(Work to complete) Nothing in the records may be dropped or altered when you repeat them.

(Records excerpted from a collection)
────

Issue #990, opened 2016-02-22
Use update-notifier to notify users of new versions in a non-intrusive way


adidahiya:
https://www.npmjs.com/package/update-notifier

davieschoots:
Hi @adidahiya, 

I would like to help by adding this feature to the tslint cli, can you let me know if this is ok?

Do have some questions, but I'll ask them if you're ok with it :)

Kind regards,

Davie

adidahiya:
Sure, sounds good to me, we can discuss here

davieschoots:
Cool, thank you!

I'm wondering what your thoughts are about the default message and the interval for the check on updates. 

I think for the update check once every week or 2 weeks should be fine (the default it's once a day). 

Are you ok with this and do you prefer having a custom message or leave the default?

davieschoots:
Hi @nchen63, this issue should be on closed, right?

PR #1696, opened 2016-11-07
Use update-notifier to notify of new versions #990

davieschoots:
#### PR checklist

- [x] Use update-notifier to notify users of new versions in a non-intrusive way #990
- [ ] Includes tests
- [ ] Documentation update

I've added the functionality of the [update-notifier](https://github.com/yeoman/update-notifier) to have it display the update message when there is a new tslint version available. 

The functionality is inside a new file called 'updateNotifier.ts', to keep it separate and because I need to require the plugin as well as the package.json. The new function is implemented via the cli.

Do you think implementing the function call at this level is correct? 

My reasons for placing it here is because it then runs every time. The interval for checking a new version is set to three days (default is once a day).

I've tested it by setting the 'updateCheckInterval' to 0 and by lowering the version inside the package.json to '3.15.0', so it would trigger the check.

This triggers the image below:
update-message

### DIFF
--- a/package.json
+++ b/package.json
@@ -41,7 +41,8 @@
     "glob": "^7.1.1",
     "optimist": "~0.6.0",
     "resolve": "^1.1.7",
-    "underscore.string": "^3.3.4"
+    "underscore.string": "^3.3.4",
+    "update-notifier": "^1.0.2"
   },
   "devDependencies": {
     "@types/chai": "^3.4.34",
--- a/src/tslint-cli.ts
+++ b/src/tslint-cli.ts
@@ -28,6 +28,7 @@ import {
 } from "./configuration";
 import { consoleTestResultHandler, runTest } from "./test";
 import * as Linter from "./tslintMulti";
+import { updateNotifierCheck } from "./updateNotifier";
 
 let processed = optimist
     .usage("Usage: $0 [options] file ...")
@@ -267,6 +268,11 @@ const processFiles = (files: string[], program?: ts.Program) => {
             process.exit(argv.force ? 0 : 2);
         }
     });
+
+    if (lintResult.format === "prose") {
+        // Check to see if there are any updates available
+        updateNotifierCheck();
+    }
 };
 
 // if both files and tsconfig are present, use files
--- a/src/updateNotifier.ts
+++ b/src/updateNotifier.ts
@@ -1,0 +1,36 @@
+/**
+ * @license
+ * Copyright 2016 Palantir Technologies, Inc.
+ *
+ * Licensed under the Apache License, Version 2.0 (the "License");
+ * you may not use this file except in compliance with the License.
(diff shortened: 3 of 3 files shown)


palantirtech:
Thanks for your interest in [palantir/tslint](https://github.com/palantir/tslint), @davieschoots! Before we can accept your pull request, you need to sign our contributor license agreement - just visit https://cla.palantir.com/ and follow the instructions. Once you sign, I'll automatically update this pull request.

nchen63:
Nice. This may not work well with apps that consume tslint via a special formatter. For example, if the JSON formatter was used, the output would become invalid. Can you make the check only occur with prose output format?

davieschoots:
Hi @nchen63, sure no problem. I've moved and pushed the change and think this is what you wanted.

nchen63:
it looks like update-notifier asks users to install using -g, but the running tslint may not be a global install

davieschoots:
Yes, there is a default option message which we can override. I'm happy to add this if you want. What would be your suggestion as text or do you think it's not desirable just to get rid of the -g?

nchen63:
I'd prefer to point people to the change log since there may be breaking changes that require more than doing an npm install.

Also, I have a concern about whether this will work in Windows since I saw unix type commands in the referenced libraries

nchen63:
also one of the files is missing the license header

davieschoots:
Sorry, I'll copy the license header and update the new file. 

About the message, we could do something like below;
'There is a new update of tslint, please check our change log before updating'

I don't think it won't work on windows, but will definitely test it to see if it works. 

Also I can remove the require for package.json, then use tslint as a fixed name value and get the version from Linter.VERSION instead of using it from the package.

nchen63:
not working in windows is a deal breaker

davieschoots:
Yes, it sure is. I'm setting up a test right now :)

davieschoots:
Hi @nchen63 , I've did a test on windows 10 on cmd and powershell and it looks good. 

cmd
powershell

IllusionMH:
Also looks good in Git Bash 👍 
git-bash-update-notifier

Is it possible to detect is it local (from `dependencies` or `devDependencies`) or global installation to provide proper update instruction (`message` option)? Since updating global won't fix outdated version on CI.

davieschoots:
I've added all the changes:
- removed extra spaces
- added license
- added the desired text for when an update is available

I'll still want to do some final testing on windows

davieschoots:
@nchen63 I tested it on windows in powershell, cmd and git bash. 

screen shot 2016-11-10 at 20 50 00

This is my first PR in a large codebase and I want to thank you for your patience!

@IllusionMH Thanks for testing and the review!

nchen63:
very nice. Thanks for the contribution. Happy to help.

────

(Solution for this exercise)
Issue #990, opened 2016-02-22
Use update-notifier to notify users of new versions in a non-intrusive way


adidahiya:
https://www.npmjs.com/package/update-notifier

davieschoots:
Hi @adidahiya, 

I would like to help by adding this feature to the tslint cli, can you let me know if this is ok?

Do have some questions, but I'll ask them if you're ok with it :)

Kind regards,

Davie

adidahiya:
Sure, sounds good to me, we can discuss here

davieschoots:
Cool, thank you!

I'm wondering what your thoughts are about the default message and the interval for the check on updates. 

I think for the update check once every week or 2 weeks should be fine (the default it's once a day). 

Are you ok with this and do you prefer having a custom message or leave the default?

davieschoots:
Hi @nchen63, this issue should be on closed, right?

PR #1696, opened 2016-11-07
Use update-notifier to notify of new versions #990

davieschoots:
#### PR checklist

- [x] Use update-notifier to notify users of new versions in a non-intrusive way #990
- [ ] Includes tests
- [ ] Documentation update

I've added the functionality of the [update-notifier](https://github.com/yeoman/update-notifier) to have it display the update message when there is a new tslint version available. 

The functionality is inside a new file called 'updateNotifier.ts', to keep it separate and because I need to require the plugin as well as the package.json. The new function is implemented via the cli.

Do you think implementing the function call at this level is correct? 

My reasons for placing it here is because it then runs every time. The interval for checking a new version is set to three days (default is once a day).

I've tested it by setting the 'updateCheckInterval' to 0 and by lowering the version inside the package.json to '3.15.0', so it would trigger the check.

This triggers the image below:
update-message

### DIFF
--- a/package.json
+++ b/package.json
@@ -41,7 +41,8 @@
     "glob": "^7.1.1",
     "optimist": "~0.6.0",
     "resolve": "^1.1.7",
-    "underscore.string": "^3.3.4"
+    "underscore.string": "^3.3.4",
+    "update-notifier": "^1.0.2"
   },
   "devDependencies": {
     "@types/chai": "^3.4.34",
--- a/src/tslint-cli.ts
+++ b/src/tslint-cli.ts
@@ -28,6 +28,7 @@ import {
 } from "./configuration";
 import { consoleTestResultHandler, runTest } from "./test";
 import * as Linter from "./tslintMulti";
+import { updateNotifierCheck } from "./updateNotifier";
 
 let processed = optimist
     .usage("Usage: $0 [options] file ...")
@@ -267,6 +268,11 @@ const processFiles = (files: string[], program?: ts.Program) => {
             process.exit(argv.force ? 0 : 2);
         }
     });
+
+    if (lintResult.format === "prose") {
+        // Check to see if there are any updates available
+        updateNotifierCheck();
+    }
 };
 
 // if both files and tsconfig are present, use files
--- a/src/updateNotifier.ts
+++ b/src/updateNotifier.ts
@@ -1,0 +1,36 @@
+/**
+ * @license
+ * Copyright 2016 Palantir Technologies, Inc.
+ *
+ * Licensed under the Apache License, Version 2.0 (the "License");
+ * you may not use this file except in compliance with the License.
(diff shortened: 3 of 3 files shown)


palantirtech:
Thanks for your interest in [palantir/tslint](https://github.com/palantir/tslint), @davieschoots! Before we can accept your pull request, you need to sign our contributor license agreement - just visit https://cla.palantir.com/ and follow the instructions. Once you sign, I'll automatically update this pull request.

nchen63:
Nice. This may not work well with apps that consume tslint via a special formatter. For example, if the JSON formatter was used, the output would become invalid. Can you make the check only occur with prose output format?

davieschoots:
Hi @nchen63, sure no problem. I've moved and pushed the change and think this is what you wanted.

nchen63:
it looks like update-notifier asks users to install using -g, but the running tslint may not be a global install

davieschoots:
Yes, there is a default option message which we can override. I'm happy to add this if you want. What would be your suggestion as text or do you think it's not desirable just to get rid of the -g?

nchen63:
I'd prefer to point people to the change log since there may be breaking changes that require more than doing an npm install.

Also, I have a concern about whether this will work in Windows since I saw unix type commands in the referenced libraries

nchen63:
also one of the files is missing the license header

davieschoots:
Sorry, I'll copy the license header and update the new file. 

About the message, we could do something like below;
'There is a new update of tslint, please check our change log before updating'

I don't think it won't work on windows, but will definitely test it to see if it works. 

Also I can remove the require for package.json, then use tslint as a fixed name value and get the version from Linter.VERSION instead of using it from the package.

nchen63:
not working in windows is a deal breaker

davieschoots:
Yes, it sure is. I'm setting up a test right now :)

davieschoots:
Hi @nchen63 , I've did a test on windows 10 on cmd and powershell and it looks good. 

cmd
powershell

IllusionMH:
Also looks good in Git Bash 👍 
git-bash-update-notifier

Is it possible to detect is it local (from `dependencies` or `devDependencies`) or global installation to provide proper update instruction (`message` option)? Since updating global won't fix outdated version on CI.

davieschoots:
I've added all the changes:
- removed extra spaces
- added license
- added the desired text for when an update is available

I'll still want to do some final testing on windows

davieschoots:
@nchen63 I tested it on windows in powershell, cmd and git bash. 

screen shot 2016-11-10 at 20 50 00

This is my first PR in a large codebase and I want to thank you for your patience!

@IllusionMH Thanks for testing and the review!

nchen63:
very nice. Thanks for the contribution. Happy to help.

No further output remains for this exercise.